» INSTRUCTIONS FOR THE TASK
Would you write out the lines from the one containing "matejk, line 17: No" to the end of the records below, exactly and in full, please?

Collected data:
++++++

Issue #4453, opened 2024-02-13
SQLParser not included in the release archive


aleks-f:
#4452 
#4455

PR #4456, opened 2024-02-13
SQLParser not included in the release archive #4453

aleks-f:


Data/include/Poco/Data/SQLParser.h
matejk, line 1: This file can be removed.

PocoDoc/cfg/mkdoc-poco.xml
```diff
@@ -7,7 +7,7 @@
 				${PocoBuild}/*/include/Poco/*/*/*.h
 				${PocoBuild}/*/include/Poco/*/*.h
 				${PocoBuild}/*/*/include/Poco/*/*/*.h
-				${PocoBuild}/Data/src/sql-parser/*.h
+				${PocoBuild}/Data/SQLParser/*.h
```
matejk, line 10: Is it necessary to have SQL parser includes for user documentation generation?

Data/ODBC/Makefile
```diff
@@ -14,7 +14,7 @@ objects = Binder ConnectionHandle Connector EnvironmentHandle \
 
 target_includes = $(POCO_BASE)/Data/testsuite/include
 ifndef POCO_DATA_NO_SQL_PARSER
-	target_includes += $(POCO_BASE)/Data/src
+	target_includes += $(POCO_BASE)/Data/SQLParser $(POCO_BASE)/Data/SQLParser/src
```
matejk, line 17: No need to add SQL parser includes here.

matejk (changes requested):
Some simplifications/cleanup can be done. See other comments.

Data/include/Poco/Data/SQLParser.h
aleks-f: It is [used](https://github.com/pocoproject/poco/blob/a3ced88384be4e070a26c397b39281600ded3337/Data/testsuite/src/SQLParserTest.cpp#L18) by testsuite.

aleks-f: actually, it could be removed, probably best to do s

PocoDoc/cfg/mkdoc-poco.xml
aleks-f: Probably best to remove it too

matejk (approved):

++++++

» ANSWER BOX
matejk, line 17: No need to add SQL parser includes here.

matejk (changes requested):
Some simplifications/cleanup can be done. See other comments.

Data/include/Poco/Data/SQLParser.h
aleks-f: It is [used](https://github.com/pocoproject/poco/blob/a3ced88384be4e070a26c397b39281600ded3337/Data/testsuite/src/SQLParserTest.cpp#L18) by testsuite.

aleks-f: actually, it could be removed, probably best to do s

PocoDoc/cfg/mkdoc-poco.xml
aleks-f: Probably best to remove it too

matejk (approved):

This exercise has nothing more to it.